PR #8015, opened 2024-12-26
[remote_base] NEC Protocol implementation rewrite (NEC1/NEC2 repeat code support)

### LINKED ISSUE #6603: NEC protocol "command_repeats" implementation is incorrect
### The problem

Greetings, dear fellow esphome developers!
Thank you for the great tool that you all build. I think I found a bug in NEC protocol implementation, and I hope I was able to provide clear and complete issue description below.

According to the documentation of NEC protocol ([a good explanation can be found here https](https://techdocs.altium.com/display/FPGA/NEC%2bInfrared%2bTransmission%2bProtocol)) repeats of the command are not exactly the command itself, but a specific simple signal that is sent after the command. This specific signal being sent dictates the controlled device to repeat the command itself.

Current implementation in `esphome/components/remote_base/nec_protocol.cpp` ([link](https://github.com/esphome/esphome/blob/dev/esphome/components/remote_base/nec_protocol.cpp)) instead of it just repeats the bytes from the "command" part of the signal.

The same goes to the decoder, it can not decode more than one command because it awaits for the command itself to be repeated, not the specific "repeat" type of signal.

To encode repeated signal you need to add a pause (low signal) for 40.5ms after the address+command transmission, and then start sending "repeat codes".
Repeat code itself is `HEADER_HIGH_US` as 1 or "high" signal, then a space with a duration 1/2 of `HEADER_LOW_US` of 0 or "low", one `BIT_HIGH_US` as 1 or "high", and the last part is a long pause of 96.1875ms.

Each frame is 108ms.
Here is a picture to illustrate it
image

I myself don't know C++ good enough to resolve this issues in an elegant and laconic way, but I suggest this issue could be marked as "ready to code" or something, and I'm willing to test the exact implementation with my devices to prove that solution works correctly.

Also, there is a recommendation to set carrier frequency to 38222Hz, which should be more reliable.

2024.12.2 

Docker

Any

BK72XX

### Board

CBU

remote_transmitter.transmit_nec

### YAML Config

Currently I have a problem with Bluetooth reset command, which is "repeating" the Bluetooth button for 3 seconds.

```yaml
   - platform: template
     name: "Klipsh set to Bluetooth"
     on_press:
           address: 0x7F80
           command: 0xF20D
           command_repeats: 30
```

This is the output of the RAW decoder which reads repeats from the remote:
```txt
[I][remote.raw:028]: Received Raw: 9060, -4525, 549, -562, 563, -593, 531, -594, 562, -562, 563, -562, 562, -563, 561, -563, 562, -1687, 563, -1686, 563, -1687, 531, -1707, 542, -1687, 562, -1687, 562, -1687, 563, -1686, 563, -562, 562, -1687, 562, -563, 562, -1690, 559, 
[I][remote.raw:041]:   -1704, 545, -562, 563, -562, 562, -563, 562, -562, 563, -562, 562, -1687, 562, -563, 562, -562, 563, -1687, 562, -1690, 559, -1690, 559, -1687, 562
[I][remote.raw:041]: Received Raw: 9042, -2275, 553
[I][remote.raw:041]: Received Raw: 9044, -2246, 571
[I][remote.raw:041]: Received Raw: 9050, -2279, 531
[I][remote.raw:041]: Received Raw: 9049, -2279, 563
[I][remote.raw:041]: Received Raw: 7012, -4284, 556
[I][remote.raw:041]: Received Raw: 9044, -2249, 559
[I][remote.raw:041]: Received Raw: 9050, -2251, 559
[I][remote.raw:041]: Received Raw: 9056, -2282, 556
...
...
```

### Additional information

Just thank you for the great project, it is a real blessing to have it.

DjordjeMandic:

This PR updates the NEC implementation to achieve **almost**  full compliance with the official NEC specification. Added support for both NEC1 and NEC2. NEC2 is same as NEC1 but whole frame is sent again instead of NEC repeat code, see [here](http://www.hifi-remote.com/wiki/index.php/NEC) for more info.

Key improvements include:

1. **Corrected Timing Constants**  
   - Adjusts both frame and repeat code durations to match NEC timing more precisely.  

2. **Refined Encoding & Decoding Logic**  
   - Properly encodes and decodes frames and repeat codes. 
   - Introduces a dedicated enum class (`NECCodeType`) to simplify logic by clearly distinguishing between NEC1-style and NEC2-style sending behaviors, as well as internal frame and repeat types used during encoding.
   - Separates repeat codes from main frame decoding due to the low signal idle timeout (`10ms`), which makes processing impractical. This ensures that repeat codes can be detected and handled correctly in real-time without interfering with the main application.

3. **NEC Binary Sensor Enhancement**  
   - Adds support for long button presses (the sensor remains “on” while a button is held).  
   - Uses a 130 ms timeout to accommodate small variances in repeat code intervals (typically ~108 ms).  (configurable in yaml)

4. **User-Facing Schema Updates**  
   - Removes the old `command_repeats` option in favour of `repeat`->`times` parameter. 
   - Invalidates `repeat`->`wait_time` option for NEC protocol. (internally handled)
   - By default, a new `type: NEC1` is sent (for burst or longer presses).  
   - A new `type: NEC2` option enables sending full frames as repeat codes.  
   - Older configurations remain supported (`type` defaults to `NEC1` if unspecified).  

**Known Caveat**  
- Sending many repeat codes in quick succession can trigger a WDT reset on some devices because IR transmission is blocking and does not feed the watchdog.
- Decoding repeat-only signals: users must handle them manually if they need more advanced receive behaviors than what the new binary sensor provides.

**Examples**  
- **Simple Frame Only**  
  ```yaml
  on_press:
        address: 0xBF40
        command: 0xF40B
        # type defaults to "NEC1"
  ```  
- **NEC1: Single frame with multiple repeats**  
  ```yaml
  on_press:
        address: 0xBF40
        command: 0xF40B
        repeat:
          times: 10  # About 1 second of button hold, frame + 10 repeats
        # `type` defaults to `NEC1`
  ```  
- **NEC2: Frame sent multiple times**  
  ```yaml
  on_press:
        address: 0xBF40
        command: 0xF40B
        repeat:
          times: 10  # About 1 second of button hold, frame + 10 repeats
        type: NEC2
  ```  
- **Binary Sensor**  
  ```yaml
  - platform: remote_receiver
    name: "KWORLD Remote KW Button"
    nec:
      address: 0x6B86
      command: 0xF30C
      timeout: 130ms
  ```  

**Breaking Change**  
- `command_repeats` has been removed. `repeat`->`times` replaces it
- `repeat`->`wait_time` is invalid. Handled internally.

Overall, these changes aim to make NEC transmissions and receptions more robust, accurate, and user‑friendly.

## Types of changes

- [ ] Other

- fixes https://github.com/esphome/issues/issues/6603

- esphome/esphome-docs#4841

## Test Environment

- [x] ESP32
- [x] ESP32 IDF
- [x] ESP8266
- [ ] RP2040
- [x] BK72xx
- [ ] RTL87xx

```yaml
# Example config.yaml
external_components:
  - source: github://pr#8015
    components: [ remote_base ]
    refresh: always

esphome:
  name: esp32-test
  friendly_name: ESP32-Test

esp32:
  board: esp32dev
  framework:
    type: esp-idf

web_server:
  port: 80
  version: 3
  local: True

number:
  - platform: template
    id: my_number
    name: "Repeat count"
    optimistic: true
    min_value: 1
    max_value: 100
    step: 1

switch:
- platform: template
  name: "NEC1/NEC2"
  id: "type_switch"
  optimistic: True

button:
- platform: template
  name: "TX KWORLD Remote KW Button"
  on_press:
        address: 0x6B86
        command: 0xF30C
        repeat:
          times: !lambda "return static_cast<uint16_t>(id(my_number).state);"
        type: !lambda "return id(type_switch).state ? esphome::remote_base::NECCodeType::NEC2_FRAME_WITH_REPEATS : esphome::remote_base::NECCodeType::NEC1_FRAME_WITH_REPEATS;"
- platform: template
  name: "TX LG TV OK Button"
  on_press:
        address: 0xFB04
        command: 0xBB44
        repeat:
          times: !lambda "return static_cast<uint16_t>(id(my_number).state);"
        type: !lambda "return id(type_switch).state ? esphome::remote_base::NECCodeType::NEC2_FRAME_WITH_REPEATS : esphome::remote_base::NECCodeType::NEC1_FRAME_WITH_REPEATS;"

remote_transmitter:
  pin: GPIO26
  carrier_duty_percent: 100%

binary_sensor:
  - platform: remote_receiver
    name: "KWORLD Remote KW Button"
    nec:
      address: 0x6B86
      command: 0xF30C
      timeout: 130ms
  - platform: remote_receiver
    name: "LG TV OK Button"
    nec:
      address: 0xFB04
      command: 0xBB44
      timeout: 130ms

remote_receiver:
  pin:
    number: GPIO25
    inverted: true
    mode:
      input: true
      pullup: true
  dump:
    - nec
    - raw

# Enable logging
logger:
  baud_rate: 500000
  level: VERBOSE
```

## Checklist:

### Tasks Checklist

- [x] **TODO**
  - [x] Finalize renaming `command_repeats` to `repeats` for consistency and clarity.
  - [x] Ensure all references to `command_repeats` in the codebase are updated.

- [x] **Testing**
  - [x] Verify functionality with encoding and decoding methods.
  - [x] Tested RX and binary sensor with NEC IR remote
  - [x] Test with **IrScrutinizer** for proper NEC protocol compliance.

- [x] **Documentation**
  - [x] Update the NEC action documentation to reflect changes in the struct.

---
# TX captured with PulseView
---
NEC1:
image
image

NEC2:
image


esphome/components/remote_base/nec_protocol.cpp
==============================
◆ Exercise ◆
Transcribe the listing above line for line, from the first line to the line containing "Greetings, dear fellow esphome developers!", inclusive, with no other lines.

◆ Response area ◆
PR #8015, opened 2024-12-26
[remote_base] NEC Protocol implementation rewrite (NEC1/NEC2 repeat code support)

### LINKED ISSUE #6603: NEC protocol "command_repeats" implementation is incorrect
### The problem

Greetings, dear fellow esphome developers!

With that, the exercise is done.